Adapting the manipulated variables of industrial processes on line in order to seek optimal operation forms the focus of this work. For optimizing the steady-state of a nonlinear dynamic system, one approach therein, termed the extremum seeking, transforms the optimization problem into a problem of controlling the gradient to zero. In the first part of the talk, several algorithms available for this class of problems will be reviewed and a simple algorithm using a local static approximation of the system to achieve an extremum seeking control will be proposed.
In the second part, we examine in more details the perturbation-based extremum seeking methods. For these methods the crucial problem of gradient estimation is addressed by using input perturbations. The gradient is computed from the correlation between the input and output variations and then pushed to zero. In other words, the perturbation method seeks an operating point (A) that provides zero correlation between the input and output variations at the given frequency. However, what is sought is the steady-state optimum (B) of a nonlinear dynamical system, where the static gain is zero.

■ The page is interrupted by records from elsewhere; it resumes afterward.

PR #1082, opened 2026-07-02
feat(attachments): rasterize SVG/SVGZ to PNG before inlining (#641)

### LINKED ISSUE #641: Feat: Add support for SVG images
I started using the [Obsidian Ink](https://github.com/daledesilva/obsidian_ink) plugin via BRAT to use version 0.4.0 on my Pixel tablet to support handwritten text via stylus. The 0.4.0 version auto-converts the strokes to SVG and embeds it in the markdown file as an attachment. Using the Gemini Chat window, I asked the agent to convert the image to text and insert it into the note. It tried really hard, found the file in the listing, but was seemingly unable to read it. Eventually it responded with the following:

> I've located the ink writing image in your `Untitled.md` file , which points to the file `Ink/Writing/2026.4.15 - 11.31am.svg`.
>
> Unfortunately, I am currently unable to read SVG files directly from your vault to perform OCR (Optical Character Recognition) on the handwriting. I can process standard image formats like JPG or PNG, but the SVG format used by th eink plugin isn't supported for direct viewing in my current toolset.

It goes on to suggest I take a screenshot and paste it into the chat. 

Well, Gemini for web definitely supports SVGs and Nano Banana can even generate SVGs. I was able to attach it to a web chat prompt and it converted the image without issue. Presumably, this just requires adding a mime type definition mapping `.svg` (and technically `.svgz`) to `image/svg+xml`. It's not technically a binary format, but adding it to these two lists might make it work?

https://github.com/allenhutchison/obsidian-gemini/blob/82d6f1e90285d8ab07abbecb2ef6279988a78c55/src/ui/agent-view/inline-attachment.ts#L70

https://github.com/allenhutchison/obsidian-gemini/blob/82d6f1e90285d8ab07abbecb2ef6279988a78c55/src/utils/file-classification.ts#L17

allenhutchison:
## Summary

Gemini's inline-data endpoint rejects `image/svg+xml` outright, so SVG files could never be sent to the model — the reported symptom was the agent locating a vault `.svg` (Obsidian Ink handwriting export) but being unable to read it. This adds **client-side SVG → PNG rasterization** at the shared classify/inline boundary, so `.svg` and `.svgz` files are rendered to PNG (via an off-screen Electron `<canvas>`) before hitting the inline-base64 path. Rasterizing — rather than sending raw XML as text — is the only path that lets the model view and OCR ink `<path>` strokes.

Produced by the auto-dev pipeline from the approved plan on #641.

Fixes #641

## Changes

- **`src/utils/svg-rasterizer.ts` (new)** — `rasterizeSvg(buffer, isSvgz)`: decompresses `.svgz` via `DecompressionStream('gzip')`, loads the SVG into an ``, and draws it onto an off-screen `<canvas>` scaled to at most **2048px on the longest edge** (aspect-ratio preserved) over a **white background** (transparent ink would otherwise flatten to black and hurt OCR). Returns a base64 PNG; throws on malformed/unloadable SVG so callers can fall back. Exports `computeScaledDimensions`/`isSvgExtension` helpers.
- **`src/utils/file-classification.ts`** — new `FileCategory.SVG` returned for `svg`/`svgz` (mimeType `image/svg+xml`).
- **Wired SVG handling into every inline entry point** (one rasterization path, not four): vault drag-drop and external drop/paste (`agent-view-ui.ts`), the `@`-mention picker (`agent-view-attachments.ts`), and the **Read File tool** (`read-file-tool.ts`, the actual reported scenario). On rasterization failure each path falls back to the existing "unsupported file type" notice / an error string rather than sending anything unusable.
- **`file-mention-modal.ts`** — SVG files show the image icon and remain selectable in the picker.
- **Tests** — `test/utils/svg-rasterizer.test.ts` (scaling/cap, white-background fill, `.svgz` decompression, malformed-SVG rejection) and new SVG cases in `file-classification.test.ts`.
- **Docs** — `docs/guide/agent-mode.md` (routing table, supported-formats list, new "SVG Handling" section, Read File examples) and `README.md`.

**Deviation from the plan:** the plan listed the `@`-mention edit under `agent-view.ts`; that flow actually lives in `agent-view-attachments.ts`, and external drop/paste of raw SVG `File` objects is handled in `agent-view-ui.ts`. Scope, sizing, white background, `.svgz`, and fallback behavior all follow the spec.

## Screenshots / Screencast

N/A — no visual UI change; SVG attachments render as standard PNG image thumbnails through the existing attachment preview.

### Required

- [x] This PR is linked to an approved issue where the approach was discussed with a maintainer (#641)
- [ ] I have verified this change does not break Mobile — rasterization relies only on `<canvas>`, `Image`, and `DecompressionStream`, all available in Obsidian's mobile WebView, but this was **not** manually verified on a mobile device

### AI-Generated Code

---
_Generated by [Claude Code](https://claude.ai/code/session_01WtTRvGn5fUV73Ez7BXYytV)_

### DIFF
--- a/README.md
+++ b/README.md
@@ -161,7 +161,7 @@ Let the AI actively work with your vault through tool calling capabilities.
 
 - **Search Files by Name:** Find any file by filename patterns (wildcards supported)
 - **Search File Contents:** Grep-style text search within note contents (supports regex and case-sensitive search)
-- **Read Files:** Access text files or analyze binary files (images, audio, video, PDF) directly through Gemini
+- **Read Files:** Access text files or analyze binary files (images, audio, video, PDF, SVG) directly through Gemini — SVGs are rasterized to PNG on-device so vector artwork and handwritten ink can be viewed and OCR'd
 - **Create Notes:** Generate new notes with specified content
 - **Edit Notes:** Modify existing notes with precision
 - **Move/Rename Files:** Reorganize and rename notes in your vault
--- a/docs/guide/agent-mode.md
+++ b/docs/guide/agent-mode.md
@@ -72,7 +72,7 @@ Each tool call in the chat is collapsible — click a tool row to expand its det
 
 ### File Attachments & Drag-and-Drop
 
-You can include images, audio, video, PDFs, and text files in your chat. Files are automatically classified and routed:
+You can include images, audio, video, PDFs, SVGs, and text files in your chat. Files are automatically classified and routed:
 
 **Adding Files:**
 
@@ -90,14 +90,20 @@ When you drop a file, the plugin classifies it based on its extension:
 | ----------------------------- | ----------------------------------------------------------------------------- | ------------------------------------------------------------------ |
 | **Text**                      | `.md`, `.txt`, `.ts`, `.js`, `.json`, `.html`, `.css`, `.py`, etc.            | Added as context chips (the AI reads the file content)             |
 | **Binary (Gemini-supported)** | `.png`, `.jpg`, `.gif`, `.webp`, `.pdf`, `.mp3`, `.wav`, `.mp4`, `.mov`, etc. | Sent as inline data (the AI processes the binary content directly) |
+| **SVG**                       | `.svg`, `.svgz`                                                               | Rasterized to PNG on-device, then sent as inline data              |
 | **Unsupported**               | `.zip`, `.exe`, `.dmg`, etc.                                                  | Skipped with a notification                                        |
 
 **Supported Binary Formats:**
 
 - **Images**: PNG, JPEG, GIF, WebP, HEIC, HEIF
+- **Vector images**: SVG, SVGZ (rasterized to PNG before sending — see below)
 - **Audio**: WAV, MP3, AAC, FLAC
 - **Video**: MP4, MPEG, MOV, FLV, MPG, WebM, WMV, 3GP
 - **Documents**: PDF
+
+**SVG Handling:**
+
+Gemini's API can't process `image/svg+xml` directly, so SVG (and gzip-compressed `.svgz`) files are **rasterized to PNG on your device** before being sent — whether you drag, paste, `@`-mention, or have the agent read them with the Read File tool. Rasterization renders the SVG onto a white background (so transparent artwork like handwritten ink strokes stays legible for OCR) and caps the longest edge at 2048px to keep the payload within the inline-data limit. If an SVG can't be rendered (malformed markup or unresolvable external references), it's skipped with the same "unsupported file type" notice rather than sending unusable data.
 
 **How It Works:**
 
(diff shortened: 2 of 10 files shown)


allenhutchison:
Reviewed and tested this end-to-end in a real vault (drove `rasterizeSvg` through the `read_file` tool and decoded the resulting PNG bytes). It works well — normal SVGs, the 2048px cap (5000×3000 → 2048×1229, aspect preserved), `.svgz` gzip decompression, and malformed-SVG rejection all behave correctly. Nice work. One actionable item and two FYIs before merge:

**1. (actionable) viewBox-only SVGs rasterize at a reduced intrinsic size, not the viewBox size.**
In `src/utils/svg-rasterizer.ts`, the `parseSvgDimensions` fallback only runs when the loaded `` reports `naturalWidth`/`naturalHeight` of `0`. But for an SVG that has a `viewBox` and no explicit `width`/`height`, Chromium reports a *nonzero default* intrinsic size rather than 0 — e.g. a `viewBox="0 0 400 300"` SVG comes back as `200×150`, so the fallback never fires and the PNG is rasterized at half resolution (correct aspect ratio, just smaller/blurrier).

Suggested fix: when the SVG markup declares a `viewBox` but no explicit `width`/`height`, prefer the viewBox's width/height as the render size instead of the img's default intrinsic size (fall back to the intrinsic size only when there's no usable viewBox). The reported use case — Obsidian Ink handwriting — exports explicit `width`/`height`, so this is a lower-priority polish, not a blocker, but worth fixing since diagram/icon SVGs are commonly viewBox-only. Please add a test with a viewBox-only SVG asserting the rasterized dimensions match the viewBox.

**2. (trivial, optional) import-style inconsistency.** `agent-view-ui.ts` imports `rasterizeSvg` statically while `agent-view-attachments.ts` uses a dynamic `await import(...)`. Harmless, but worth making consistent (a static import is fine in both).

**3. (FYI, no action) mobile.** The checklist notes mobile wasn't verified on-device. `DecompressionStream`/`<canvas>`/`Image` are all present in modern mobile WebViews, so this is almost certainly fine — just flagging that it's untested.

Everything else — the four wired entry points, the fallbacks, the white-background rationale, and the security posture (loading SVG via `` disables scripts) — looks correct. Address #1 (and #2 if easy) and this is good to merge.

allenhutchison:
Thanks for the thorough end-to-end test. Addressed items 1 and 2 in `2c8df0e`:

**1. viewBox-only SVGs (fixed).** You're right — the `naturalWidth === 0` guard never fired for viewBox-only SVGs because Chromium hands back a reduced default intrinsic size. Reworked the sizing to resolve from the markup first: **explicit `width`/`height` → viewBox extent → browser intrinsic size → default**. Percentage `width`/`height` are now treated as unusable (0) so the viewBox is preferred in that case too. Added a viewBox-only test (`viewBox="0 0 400 300"` with a mocked 200×150 intrinsic size) asserting the canvas rasterizes at 400×300, not 200×150.

**2. import consistency (done).** `rasterizeSvg` is now a static top-level import in `agent-view-attachments.ts`, matching `agent-view-ui.ts`.

**3. mobile (noted, no change).** Agreed it's almost certainly fine given `DecompressionStream`/`<canvas>`/`Image` are all in modern mobile WebViews; leaving the checklist item honest as untested-on-device.

Full pre-flight green after the change: build, `npm test` (3209 passing), format-check, and test typecheck.

---

PR #1084, opened 2026-07-02
fix(history): stop tool logs folding into the preceding reasoning callout

### LINKED ISSUE #1050: Agent session files tools are getting subsumed into reasoning blocks
The Agent Session File is supposed to have alternating callouts for reasoning and tool use:

Reasoning: reasoning text in a call out

Tool Execution: Tool call in a call out

Reasoning: more reasoning text in a call out

Tool Execution: More tool calls

However this is what I'm seeing right now at HEAD:

> [!reasoning]- Reasoning
> **My Investigation into AB 2047**
> 
> Okay, so the internal search in the vault came up empty. No meaningful hits for "AB 2047" – just a random "47." and a repetitive "Okay." in some old notes. The session recall tool gave me nothing either. That's a bit perplexing. Since the vault doesn't seem to hold any direct information on it, my next step is clear: I need to conduct an external search to get current, accurate information about AB 2047 as of 2026.
> 
> First, I think a simple Google search is the way to go to quickly get an overview of what AB 2047 is all about. I'll need to figure out the context of AB 2047, especially if it relates to California or any other specific area. Let's see if there's any prominent bill by that designation.
> 
> Wait a second, there's a "summary" output from the semantic search tool, which suggests the tool incorporated some general knowledge, potentially web-based. But before I rely on it, I need to verify its accuracy with a proper Google search. I'm going to conduct a more specific search, `AB 2047` and `California AB 2047` to see what comes up.
> 
> Actually, before I get too far, I need to confirm the originating state or country. "AB" usually points to a California Assembly Bill, but it's best to be certain. A search for `AB 2047 bill` should help me identify the bill's jurisdiction and uncover its status and details quickly.
> 
> 
>
> 🔧 `google_search` query="AB 2047 bill" → success (28718ms)

It looks like we are dropping the "Tool Execution" callout reference in some cases. We need to fix this.

allenhutchison:
## Summary

Fixes #1050 — tool-execution log lines were being rendered *inside* the preceding `[!reasoning]-` callout in agent session files, instead of as their own `[!tools]-` callout, so the "Tool Execution" reference was dropped and reasoning/tool activity no longer alternated.

Root cause is entirely in `mergeToolBlock` (`src/subscribers/tool-execution-logger.ts`). Its backward scan for a trailing `> [!tools]- Tool Execution` header walked straight over the lines of an intervening `[!reasoning]-` callout — every one starts with `>`, so nothing stopped it. When an earlier tool batch existed above a reasoning-only turn, the scan matched that **stale** header and spliced the new `🔧` line onto `trimmed` (the end of the file), landing it inside the trailing reasoning callout with no `[!tools]` header of its own. (The plan on the issue guessed at `session-history.ts` / `agent-loop-helpers.ts`; the actual defect was in the tool logger's merge.)

## Changes

- `src/subscribers/tool-execution-logger.ts` — the backward scan now stops at the **first** callout header it meets. If that header is not the tools header (e.g. `[!reasoning]-`), the tail block isn't a tools callout, so the new lines start a fresh, blank-line-separated `[!tools]-` block instead of merging into the preceding callout. Merging into a genuinely-trailing tools callout (consecutive tool batches) is unchanged.
- `test/subscribers/tool-execution-logger.test.ts` — two regression tests: the multi-callout fold case from the issue (prior `[!tools]` batch + trailing `[!reasoning]` turn), and a reasoning-tail blank-line separation check.

## Why the fix is minimal

The append path (`content + '\n' + block + '\n'`) is unchanged: history entries always end with a trailing newline (the reasoning callout template emits a blank line), so once the scan correctly returns "no trailing tools callout," the existing append already produces the required blank-line separation. Both existing `mergeToolBlock` test suites (`test/subscribers/…` and `test/services/…`, which pin the exact append string) stay green.

## Screenshots / Screencast

N/A — fixes the serialized markdown structure of session-history files; no UI surface changed. The behavioral effect is that a saved session again shows alternating `[!reasoning]-` and `[!tools]-` callouts (the issue has the before-state).

### Required

- [x] This PR is linked to an approved issue where the approach was discussed with a maintainer — Fixes #1050 (plan approved; approach adjusted after locating the real root cause, noted above)
- [x] All CI checks pass (`npm test`, `npm run build`, `npm run format-check`) — 3196 tests pass, build + typecheck:test + format-check clean
- [x] I have tested this change on Desktop — N/A: covered by unit tests on the pure `mergeToolBlock` function; not run interactively
- [x] I have verified this change does not break Mobile (or includes appropriate platform guards) — no platform-specific code touched
- [x] Documentation has been updated (if applicable) — N/A: restores the documented session-file format (parser invariant in AGENTS.md), no behavior users configure

### AI-Generated Code

---
https://claude.ai/code/session_01Dp5HWzyqpRBjrUce8FRATF

## Summary by CodeRabbit

* **Bug Fixes**
  * Improved merging of tool-related callouts to ensure the existing tools callout is only extended when it is the trailing block, with correct spacing and separation from adjacent callouts.
  * Ensured a fresh trailing tools callout is created when appropriate to prevent unintended callout folding in Obsidian.
* **Tests**
  * Expanded unit test coverage for tool rendering to include `google_search` query and `fetch_url` URL arguments.
  * Added regression cases for merging behavior when no existing tools callout is present and when reasoning callouts precede tools.


allenhutchison:
Addressed both CodeRabbit nitpicks in 6fed9fa:

1. **Fragile trailing-newline assumption** — the fresh-block append now builds from `trimmed` with an explicit single blank line (`trimmed + '\n\n' + block`), so the separator no longer depends on `content` ending in a newline. Empty content still returns `'\n' + block + '\n'`.
2. **Duplicated header literal** — extracted `TOOLS_CALLOUT_HEADER` as the single source of truth for `formatToolBlock`, the trailing-callout scan, and the filter. Since the anchored regex only ever matched a full header line, the scan is now a plain string equality against that constant (no dynamic regex needed).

Though this approach is widely used, it is shown in the current work that these two operating points (A and B) do not necessarily match. The above methodology can lead to the optimum on the average (A = B) only when the linear transfer function obtained from the nonlinear system at the static optimum is identically zero. Otherwise, the algorithm converges, on the average, to a false solution and the error is proportional to the frequency of excitation. Simulation results on an isothermal continuous stirred tank reactor and a non-isothermal plug flow reactor are used to illustrate the concepts presented in this work.